Another set of criteria are:
- Two or more nonintradermal (cutaneous) schwannomas
- No evidence of vestibular tumor
- No known NF-2 mutation
or
- One pathologically confirmed nonvestibular schwannoma plus a first degree relative who meets the above criteria.

== Treatment ==
- Schwannomatosis patients represent 2.4% to 5% of patients undergoing surgical resection of their schwannomas.
- In isolated regions of the body schwannomas are small and difficult to locate. Intraoperative sonography offers invaluable assistance in such cases by localizing small schwannomas and decreasing operative time and extent of the surgical incision.
- If feasible, the schwannomas can be surgically removed. Any tumor-associated pain usually subsides after tumor removal. Damaged nerves and scar tissue can be a result of surgery and pain can be an ongoing problem.
- Sometimes, a tumor will reappear at the same site after surgery.
- If surgery is unfeasible, then pain management will have to be used. Schwannomatosis can sometimes cause severe, untreatable pain over time.
- Other than surgery and pain management, there are no other medical treatments available. There are no drugs available to treat schwannomatosis.
- Gamma knife radiosurgery can be performed on head tumors to help stop growth of a tumor, although there is no guarantee that it will work. The University of Pittsburgh published their experience with over 829 cases and reported 97% of patients had long term tumor control (defined as requiring no further treatment) with gamma knife radiosurgery.
- Recently, many advances are being made in the treatment of schwannomas. Of interest is CyberKnife, manufactured by Accuray. Success rates, although limited in data, appear to be in the low to mid ninety percent range.
- As most schwannomas are benign, many doctors will take the "watch and wait" approach and leave the tumors alone until they start causing harmful side effects.
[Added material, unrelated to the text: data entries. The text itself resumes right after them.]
PR #117, opened 2019-02-23
Use alias to get rid of ../ paths for modules

jdeal:
Lots of ../../.. in the source and in the docs made things pretty cumbersome. Now, there's an alias `@` which points to the root directory. I went with `@` instead of a name like `root` just to avoid any confusion thinking there's a real npm module with that name.

Also, this could have been done with a single babel plugin, but there seems to be some concern that jest or webpack caching may break, so instead I went with tool-specific plugins/settings for webpack/jest/rollup. See https://github.com/tleunen/babel-plugin-module-resolver/issues/346 and other issues for details on the potential problem with the babel plugin.

For now, I kept all the `./` sibling paths. I'd be find switching those to absolute, but there isn't as much to gain there, so I just left them for now.

cc @stevelikesmusic I'll be merging this right away to keep things moving, but feel free to continue the convo if you have any other opinions here.


stevelikesmusic:
Nice addition @jdeal!

PR #123, opened 2019-03-18
♿️Add major ARIA support to most fields

ruebel:
## Overview

This PR aims to start the ball rolling for better ARIA support in formatic.

## Features

* Adds better label / input support for most of our input types
* Fixes most ARIA issues in docs caused by supporting docs elements

## Notes

🚧 This PR does not take care of all ARIA issues but it significantly reduces the amount of issues.

## Screenshots from Docs Field Types page

Before:

After:

### DIFF
--- a/__tests__/components/fields/object.js
+++ b/__tests__/components/fields/object.js
@@ -122,6 +122,7 @@ describe('object field', () => {
 
   it('should render changes from outside', () => {
     let value = {
+      id: 'object-test',
       object: {
         key1: 'value1',
         key2: 'value2',
@@ -135,6 +136,8 @@ describe('object field', () => {
       formatic,
       ObjectClass
     );
+
+    delete object.state.id;
 
     expect(object.state).toEqual({
       assocList: [
@@ -151,6 +154,8 @@ describe('object field', () => {
     };
 
     renderToNode(value);
+
+    delete object.state.id;
 
     expect(object.state).toEqual({
       assocList: [
@@ -175,6 +180,8 @@ describe('object field', () => {
       formatic,
       ObjectClass
     );
+
+    delete object.state.id;
 
     expect(object.state).toEqual({
       assocList: [
@@ -207,6 +214,8 @@ describe('object field', () => {
     };
 
     renderToNode(value);
+
+    delete object.state.id;
 
     // no change:
     expect(object.state).toEqual({
--- a/__tests__/components/fields/object.js
+++ b/__tests__/components/fields/object.js
@@ -137,14 +137,10 @@ describe('object field', () => {
       ObjectClass
     );
 
-    delete object.state.id;
-
-    expect(object.state).toEqual({
-      assocList: [
-        { key: 'key1', value: 'value1' },
-        { key: 'key2', value: 'value2' },
-      ],
-    });
+    expect(object.state.assocList).toEqual([
+      { key: 'key1', value: 'value1' },
+      { key: 'key2', value: 'value2' },
+    ]);
 
     value = {
       object: {
@@ -155,14 +151,10 @@ describe('object field', () => {
 
     renderToNode(value);
 
-    delete object.state.id;
-
-    expect(object.state).toEqual({
-      assocList: [
-        { key: 'key2', value: 'value2' },
-        { key: 'keyNew', value: 'value1' },
-      ],
-    });
+    expect(object.state.assocList).toEqual([
+      { key: 'key2', value: 'value2' },
+      { key: 'keyNew', value: 'value1' },
+    ]);
   });
 
   it('should ignore changes from outside when there are duplicate keys', () => {
@@ -181,14 +173,10 @@ describe('object field', () => {
       ObjectClass
     );
 
-    delete object.state.id;
-
-    expect(object.state).toEqual({
-      assocList: [
-        { key: 'key1', value: 'value1' },
-        { key: 'key2', value: 'value2' },
-      ],
-    });
+    expect(object.state.assocList).toEqual([
+      { key: 'key1', value: 'value1' },
+      { key: 'key2', value: 'value2' },
+    ]);
 
     renderToNode(value);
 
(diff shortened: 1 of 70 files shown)


ruebel:
@jdeal I'm sure this is low priority on your TODO list so no rush but I just wanted to make sure that this review request wasn't lost in your pile of things from when you were on vacation

jdeal:
@ruebel This is on my todo list! Unfortunately, yeah, it was buried under a stack of things, but I promise I will get to it as soon as I can. If it's a blocker for something, let me know, and I'll try to reprioritize.

__tests__/components/fields/object.js
```diff
@@ -136,6 +137,8 @@ describe('object field', () => {
       ObjectClass
     );
 
+    delete object.state.id;
```
jdeal: What if you just change the test to use `object.state.assocList` since that's all it uses from the state anyway?

docs/components/Page.js
```diff
@@ -39,6 +40,12 @@ const styles = {
 
 const Page = props => (
   <Layout pageKey={props.pageKey} pages={pages}>
+    <Head>
+      <title>
+        Formatic
+        {props.title ? ` | ${props.title}` : ''}
```
jdeal: What about using `pages[props.pageKey].title` to avoid the duplicated strings?

docs/components/Section.js
```diff
@@ -22,7 +22,11 @@ const Section = props => (
   <div css={styles.section}>
     <h2 css={styles.sectionHead} id={dashify(props.title)}>
       {props.title}
-      <a css={styles.link} href={`#${dashify(props.title)}`}>
+      <a
+        aria-label="anchor link"
```
jdeal: Maybe this could be "example link" to give it a bit more context?

pages/demo.js
```diff
@@ -270,7 +270,7 @@ class FormDemo extends Component {
 const sortedExamples = _.sortBy(examples, ['title']);
 
 const DemoPage = () => (
-  <Page pageKey="demo">
+  <Page pageKey="demo" title="Field Types">
```
jdeal: See comment above: I think you can just pull this from the `pages` object in the `Page` component.

pages/plugins.js
```diff
@@ -10,7 +10,7 @@ import Code from '@/docs/components/Code';
 import { loadSnippets } from '@/docs/utils';
 
 const Plugins = props => (
-  <Page pageKey="plugins">
+  <Page pageKey="plugins" title="Plugins">
```
jdeal: Ditto above.

pages/start.js
```diff
@@ -30,7 +30,7 @@ const basicExampleValue = {
 };
 
 const Start = props => (
-  <Page pageKey="start">
+  <Page pageKey="start" title="Getting Started">
```
jdeal: Ditto above.

src/components/fields/checkbox-array.js
```diff
@@ -83,12 +86,13 @@ export default createReactClass({
             <span key="spacer" renderWith={this.renderWith('InputSpacer')}>
               {' '}
             </span>
-            <span
+            <label
```
jdeal: Just make sure to test this on the Zapier side just in case anything is depending on this markup. Hopefully there's no evil `span` selector, but better to be safe. I guess it's murky whether this is a major release given it _technically_ has a breaking change here. But you could also call it a patch since you're fixing the accessibility issues. I'll leave that decision to you.

src/components/helpers/assoc-list-item-key.js
```diff
@@ -36,6 +36,7 @@ export default createReactClass({
 
     return (
       <input
+        aria-labelledby={this.props.id ? `${this.props.id}_label` : undefined}
```
jdeal: Hmm, is this accurate? Is it appropriate to have multiple inputs be labeled by a single label? It seems like something like `aria-label="key"` would be more appropriate here? And `aria-labelledby` should apply to the widget as a whole?

src/components/helpers/assoc-list-item-value.js
```diff
@@ -32,7 +32,11 @@ export default createReactClass({
     const field = this.props.field;
 
     const fieldElem = config.createFieldElement({
-      field,
+      field: {
+        ...field,
+        id: `${this.props.id}_${this.props.index}`,
+      },
+      labelledby: this.props.id ? `${this.props.id}_label` : undefined,
```
jdeal: Same question as the key above. Is it appropriate to have multiple fields labeled by the same label?

src/mixins/field.js
```diff
@@ -11,6 +11,18 @@ import shared from './shared';
 export default {
   ...shared,
 
+  // Create a unique id for the field
+  getInitialState: function() {
+    return {
+      id:
+        this.props.field.id ||
+        Math.random()
```
jdeal: I'll state what is probably obvious: that for a _huge_ list of fields, this could mysteriously replicate. It's probably not a significant enough risk to worry about though.

ruebel: I feel like if you have a form with that many fields you should be tried for crimes against humanity, but I am definitely open to suggestions on this if there is a better way to generate an id

src/components/helpers/assoc-list-item-key.js
ruebel: Yeah I wasn't sure what to do here, I think your idea is better 👍

src/components/fields/checkbox-array.js
ruebel: I've never tested formatic in z/z, do we have a guide?  If not would you like to pair on that some time to make sure I'm not exploding anything?

jdeal: Primarily it's just a matter of `yarn link`, but yeah, happy to pair on more specifics!

ruebel:
@jdeal I did a pass of local testing with Zapier and things were looking good but would still like to sync up with you sometime to make sure I'm not missing something.

PR #125, opened 2019-04-19
Add isDisabled to single-line-string

ruebel:
✨ Adds `isDisabled` flag to the `single-line-string` field type.
📸 Updates snapshots to match

### DIFF
--- a/demo/examples/single-line-string.js
+++ b/demo/examples/single-line-string.js
@@ -28,6 +28,14 @@ const fields = [
   },
   {
     id: 'single-line-string-4',
+    label: 'Disabled Name',
+    type: 'single-line-string',
+    key: 'readonlyName',
+    default: 'Robert',
+    isDisabled: true,
+  },
+  {
+    id: 'single-line-string-5',
     label: 'Path',
     type: 'single-line-string',
     key: 'path',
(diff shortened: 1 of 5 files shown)


src/components/fields/single-line-string.js
```diff
@@ -49,6 +49,7 @@ export default createReactClass({
         autoComplete={field.autoComplete}
         autoFocus={field.autoFocus}
         className={cx(this.props.classes)}
+        disabled={field.isDisabled}
```
jdeal: I prefer the `is` prefix but when in Rome, I’d say to follow the convention of not using the prefix for field properties.

demo/examples/single-line-string.js
```diff
@@ -28,6 +28,14 @@ const fields = [
   },
   {
     id: 'single-line-string-4',
+    label: 'Disabled Name',
+    type: 'single-line-string',
+    key: 'readonlyName',
```
jdeal: I know it’s just a demo but do we maybe want to name this `disabledName` to avoid confusion in the demo?

src/components/fields/single-line-string.js
jdeal: To match readOnly, we probably should also wrap in a plug-in method, but we can always wrap later if needed too.

ruebel: I think I did the plug-in method correctly, but double-check me on this one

Schwannomatosis patients have multiple tumors and the risks of having so many surgeries outweigh the benefits.

== Prognosis ==
Many of the symptoms of schwannomatosis overlap with NF2.
- Schwannomas occur instead of the neurofibromas that are hallmarks of neurofibromatosis Type 1 (NF1).
- Multiple schwannomas manifest throughout the body or in isolated regions.
- The schwannomas develop on cranial, spinal and peripheral nerves.
- Chronic pain, and sometimes numbness, tingling and weakness.
- About 1/3 of patients have segmental schwannomatosis, which means that the schwannomas are limited to a single part of the body, such as an arm, a leg or the spine.
- There are several cases where people with schwannomatosis have developed a vestibular schwannoma (acoustic neuroma). An acoustic neuroma is a schwannoma on the vestibular nerve in the brain. This nerve is involved in hearing and patients with vestibular schwannomas experience hearing loss. However, bilateral vestibular schwannomas (vestibular schwannomas on both sides of the brain) do not occur in schwannomatosis. Juvenile vestibular tumors do not occur either.
- Patients with schwannomatosis do not have learning disabilities related to the disease.
- Symptoms are sometimes brought on by hormonal changes such as puberty and pregnancy.